[Date Prev][Date Next][Thread Prev][Thread Next][Date Index][Thread Index] [List Home]
Re: [ecf-dev] E-intro [Was Efficient downloads]

Hi Filip,

Filip Hrbek wrote:
Hi Scott, comments inside.

- resume from a different location (e.g. different mirror)

Hmm. Don't know how you are going to accomplish that without something quite different from normal http, but sounds interesting.

Not sure for what protocols we are able to implement. To do this, we must be able to start downloading at a particular offset and finally check the file consistency, e.g. using a digest file if available. We also have to have a list of mirrors containing the same artifact (let's assume we've obtained it somewhere).
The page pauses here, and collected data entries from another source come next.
PR #2112, opened 2020-09-04
Fix: Improve HW filtering (this also fixes a bad merge)

santorofer:
Just a small changes to the HW filtering algorithm. Also, this PR will fix a bad merge/build of the version of the acq435st.py that is currently in "Release:  alpha_release_7.111.1"

1- there a check has been added to be sure that if the acq435 returns a HW filter = 0, that this is set to 1 instead, which. means: no hardware decimation.
2- the bad merge code that was in the INIT() is now the correct one, where the HW_filter is set.
3- The hardware filter tree node  now is not a power of 2. Instead it is the actual hardware sample decimation. It is in the range of [1,32] where 1 (and 0) means "decimation disabled")
4- We read the value set in the INIT() function directly from the box when using it in the MDSworker.

### DIFF
--- a/pydevices/HtsDevices/acq435st.py
+++ b/pydevices/HtsDevices/acq435st.py
@@ -147,7 +147,7 @@ class ACQ435ST(MDSplus.Device):
 
             trig = self.dev.trigger.data()
             
-            # Retrive the actual value of NACC (samples) set in the ACQ box
+            # Retrive the actual value of NACC (samples) already set in the ACQ box
             nacc_str   = uut.s1.get_knob('nacc')
             if nacc_str == '0,0,0':
                 nacc_sample = 1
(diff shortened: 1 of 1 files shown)


pydevices/HtsDevices/acq435st.py
```diff
@@ -147,15 +147,19 @@ def lcma(arr):
...
+                nacc_tuple  = ast.literal_eval(nacc_str)
+                nacc_sample = nacc_tuple[0]
+                
             if self.dev.debug:
-                print("The ACQ NACC value was set to {}".format(nacc))
+                print("The ACQ NACC sample value was set to {}".format(nacc_sample))
 
-            # nacc values are always between 1 and 16, set in the ACQ box by the INIT() function , therefore:
-            dt = 1./self.dev.freq.data() * nacc
+            # nacc_sample values are always between 1 and 16 (ie 2^0 to 2^4, see nacc in INIT), set in the ACQ box by the INIT() function , therefore:
```
joshStillerman: 1 and 32.  2^0 .. 2^5

joshStillerman (dismissed):

WhoBrokeTheBuild (dismissed):

WhoBrokeTheBuild (approved):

This should be possible with http

There could be API supporting this feature.

This is what I would like to understand, as if additional API is *required* I would like to get that API (probably implemented as an adapter) into the ECF filetransfer API prior to the implementation.

Protocols which wouldn't support this would either make a workaround, or throw an exception.

The approach we've generally been using to allow runtime access to optional/additional features is IAdaptable:

ISomeInterface adapter = (ISomeInterface) someAdaptable.getAdapter(ISomeInterface.class);
if (adapter == null) {
// optional feature not supported
} else {
// optional feature is supported...use it!

This makes it possible to introduce new API (ISomeInterface) in plugin separate from filetransfer API, or in same plugin. It's quite handy, also, in the use of the IAdapterManager OSGi service/extension point, which lets new plugins set themselves up as implementers of a given interface declaratively. In any event, we don't have to use this mechanism to introduce new API, but we can if necessary/desired and it will have minimal impact on existing API.

- retrieving information from special headers (like Content-Disposition)
- detecting URL redirections to final mirrors

I'm not sure what you are going to use to implement this, but would be curious to find out.
If you download a file from an URL, you have to discover the filename if user doesn't specify it explicitly. The most precise solution is parsing the Content-Disposition header if it's available (browsers use it for determining the name of the file to save). Unlike other http headers, Content-Disposion has a very complex syntax. We should be able to parse it properly.

OK. Do all http x.y servers support Content-Disposition? Could you also point to the spec for it (w3c?) just for my information? And do you know if Apache httpclient 3.0.1 implements the parsing of Content-Disposition? If so, then perhaps the existing org.eclipse.ecf.provider.filetransfer.httpclient could simply be modified.

Detecting URL redirections would help us in statistics collection. It would be wrong to assign statistics belonging to different mirrors to one URL covering all the mirrors. This is why we should detect that reading from the covering URL points to different mirrors on different retrieval attempts. Finally we could automatically deprecate using some of the black-listed mirrors to avoid speed or timeout problems.

OK, this does sound like new API/interfaces for collecting these statistics.

I think you would need to describe what statistics are desired here. We can easily add adapter interfaces for collecting statistics associated with a given file retrieval/all to ecf or individual providers, but would need to know what stats are of interest.

The most interesting statistics:
- average download speed (related to concrete mirrors, geographical provider/consumer location, day time etc.)
- amount of bytes downloaded from particular location / during particular time period
- frequency of timeouts including timeout values
- etc.

We could share the statistics among users in an application by storing them on a server (the downloader would send the statistics to the server automatically). This would prevent users from attempts to access corrupted/slow repositories.

OK. Remy may want to comment on the overlap of these statistics with bittorrent (have you looked at bt as a possible approach? as it's pretty ubiquitous) and whether or not a common stats api could/should be created for both. Remy is the committer that did the bittorrent impl. We won't be able to do that immediately, given Europa finishing work, as I'm sure you understand.